Carlito Azevedo 13 / 02 / 2006

Para que vocês entendam melhor a aula de hoje, começarei com um poema em prosa
bem curto de Max Jacob:

A MENDIGA DE NÁPOLES

Quando eu morava em Nápoles, havia à porta da minha mansão, uma mendiga a quem eu
atirava alguns níqueis, antes de subir no meu carro. Um dia, surpreso por nunca ter
recebido um único "obrigado", encarei a mendiga. Ora, como a encarasse, descobri que o
que eu tomara por uma mendiga era, na realidade, um caixote de madeira pintada de
verde que continha terra vermelha e umas bananas podres.

De onde vem a poesia desse poema?

Bem, será que ajudaria a encontrar a resposta saber que Max Jacob foi amigo e
companheiro de luta dos pintores cubistas, como Picasso e Braque, em Paris, no início do
século XX?
Talvez adiante alguma coisa, talvez não.

Mas a grande "desautomatização" do olhar proposta e realizada pelo cubismo está muito
presente nesse poema que também, à sua maneira, faz a crítica do olhar burguês, do
olhar que olha o mundo e não o vê, não é?

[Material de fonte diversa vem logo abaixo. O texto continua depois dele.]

PR #1157, opened 2018-04-05
Remove https-overlay task since the files are not in 0.7.1 release

wattli:


geeknoid:
An FAQ page has a pointer to the http-overlay page it appears...

wattli:
Good point, removed as well.

ldemailly:
why not just add a pointer to whichever file is missing ?

also which file is missing/why ?

Issue #1156, opened 2018-04-05
Quick Start Kubernetes 


jsenon:
Hi,

In Quick start Kubernetes documentation path in `Installation steps` section 3 is not correct, I would like to modify it but it's automatically replace by git branch name. So we have `cd istio-0.7` but Its `cd istio-0.7.1`. Appreciate If somebody explain me how to correct this (create branch release-0.7.1 seems not the correct way to do)

sdake:
@jsenon good catch with this problem.  I believe the documentation is suitable as is, but it is a little confusing and will need a resolution prior to 1.0.z.  I'm not really sure the best way to solve this problem.

A branch from the 0.7 branched hash would solve this problem, however, I'm not sure we want to get into branching z streams for documentation prior to 1.0.z.

One solution (that may be a little over-the-top):

* submit a hardcode of the version to master
* cherrypick patch to 0.7 branch
* revert the hardcode of the version to master

This keeps a "master-first" approach - which is a best practice without the problems of branching a 0.7.1.  This may also be too much.

Given that the instructions state:

https://istio.io/docs/setup/kubernetes/quick-start.html#installation-steps
(step 3)
```
Change directory to istio package. For example, if the package is istio-0.7
cd istio-0.7
```

A third option would be to just ignore the problem and expect the operator to read the conditional "for example, if"

Perhaps @geeknoid has a better solution in mind than the 3 choices above.

Cheers
-steve

geeknoid:
We definitely don't want to branch docs on patch versions, that'd be too much.

I think the text is clear enough as-is, it's just stating an example.

geeknoid:
As I said, I think it's OK.

PR #1161, opened 2018-04-06
Force change directory in the Quick Start doc

jsenon:
As discuss in #1156, I propose to force the change directory with static value, instead of create a new branch (due to automatic parameter {{site.data.istio.version}} )

### DIFF
--- a/_docs/setup/kubernetes/quick-start.md
+++ b/_docs/setup/kubernetes/quick-start.md
@@ -187,7 +187,7 @@ curl -L https://git.io/getLatestIstio | sh -
 
 1. Change directory to istio package. For example, if the package is istio-{{site.data.istio.version}}
 ```bash
-cd istio-{{site.data.istio.version}}
+cd istio-0.7.1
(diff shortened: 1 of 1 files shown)


_docs/setup/kubernetes/quick-start.md
```diff
@@ -187,7 +187,7 @@ curl -L https://git.io/getLatestIstio | sh -
 
 1. Change directory to istio package. For example, if the package is istio-{{site.data.istio.version}}
 ```bash
-cd istio-{{site.data.istio.version}}
+cd istio-0.7.1
```
sdake: I forgot to add my comment here:
This would require maintenance prior to branching.  It is also inconsistent with line 188.  I know there are other places in the docs where we want to remove maintenance burden on version changes and we don't want to incrementally make the problem worse :).  @geeknoid had indicated in the issue tracker for this issue that the wording used "For example" was good enough (and I think was meant to solve this particular problem).

PR #8131, opened 2020-09-11
Adding test targets for each profile

nmittler:
Also bumping up timeout slightly as a temporary fix for flakes.

[ ] Docs
[ ] Installation
[ ] Networking
[ ] Policies and Telemetry
[ ] Security
[ ] Test and Release
[ ] User Experience
[ ] Developer Infrastructure

### DIFF
--- a/tests/tests.mk
+++ b/tests/tests.mk
@@ -1,8 +1,9 @@
-export TIMEOUT ?= 40m
+DEFAULT_TIMEOUT=60m
+export TIMEOUT ?= ${DEFAULT_TIMEOUT}
 
 # gocache disabled by -count=1
 # tests in different packages forced to be sequential by -p=1
-%.test: init | $(JUNIT_REPORT)
+doc.test.%: init | $(JUNIT_REPORT)
 	@${GO} test ${REPO_ROOT}/tests/setup/$*/... \
 		-v -timeout=${TIMEOUT} -count=1 -p=1 \
 		-istio.test.hub=$(HUB) \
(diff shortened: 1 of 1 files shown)


tests/tests.mk
```diff
@@ -1,4 +1,13 @@
-export TIMEOUT ?= 30m
+export TIMEOUT ?= 40m
```
ericvn, line 1: Lets make this 60 minutes. And use the value in the line specifying default below

tests/tests.mk
```diff
@@ -1,4 +1,13 @@
...
+
+# gocache disabled by -count=1
+# tests in different packages forced to be sequential by -p=1
+%.test: init | $(JUNIT_REPORT)
```
ericvn, line 5: I'd also be inclined to prefix with `doc.` like the others. Otherwise we could remove doc. from the front of help since doc.test will go away.

ericvn (approved):

adammil2000 (approved):

frankbu:
@nmittler @ericvn Why is this necessary? Doesn't having N separate test jobs just complicate the build?

ericvn:
@frankbu I don't necessarily want to spread things out further, but we were seeing bucket 1 hit a 30 min timeout, then bucket 2 hit a timeout, and finally bucket 3 would finish, so maybe 1:20 for length of the test cases. Bumping the timeout to 60 mins, meant that if we still timed out, tests would increase to 2:20. To prevent a really long running tests, there are now 3, each with will take a max of 60 mins. So, including timeouts, the longest we should wait for test completion would be 1:00.

Once we get things in a better state, we could potentially move them back, but note that the time to run the tests will be approximately the total time of the three individual tests.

A escolha do "tom do poema", do formato "poema em prosa" foram fundamentais para que
ele tivesse a contundência que tem.

Mas quantas formas, formatos, linguagens, materiais Max Jacob teve que dispensar para
chegar a essa depuração da linguagem?

Hoje falaremos disso um pouco.

Escrever poesia é fazer escolhas. Eleger alguns materiais e técnicas e dispensar outras.

Ainda que sejam escolhas inconscientes.

Porque o acervo de formas, formatos, materiais, dimensões da poesia é tão grande e


complexo que é praticamente impossível você utilizar todo o material disponível.

Sabem de algum poeta cuja obra contenha epopéias e poemas concretos, sonetos
metrificados e versos livres, hai-kais e poemas surrealistas, monólogos dramáticos e
sextinas, literatura de cordel e acrósticos, poemas semióticos e baladas provençais,
quadrinhas e trovas etc. etc.?

Uma vida só é pouco, e se alguém se arriscar a cumprir todo o circuito das formas e tons
poéticos provavelmente terá escrito uma obra que vai interessar mais ao livro dos recordes
do que aos amantes da poesia.

Sendo assim, só nos resta, eleger, escolher, selecionar. Ou seja, só nos resta fazer
(consciente ou inconscientemente) a crítica das formas, dizendo que essa aqui não nos
interessa, mas aquela lá sim, esta outra não, aquela talvez...

Pois ao optar (consciente ou inconscientemente) por poemas curtos, você já está deixando
de lado os poemas longos.

E ao optar (consciente ou inconscientemente) por poemas longos, você já está deixando


de lado os poemas curtos.

E ao optar (consciente ou inconscientemente) por escrever tanto poemas curtos como


longos, deixando que cada poema dite um pouco sua dimensão na página, já está
deixando de lado as duas opções anteriores.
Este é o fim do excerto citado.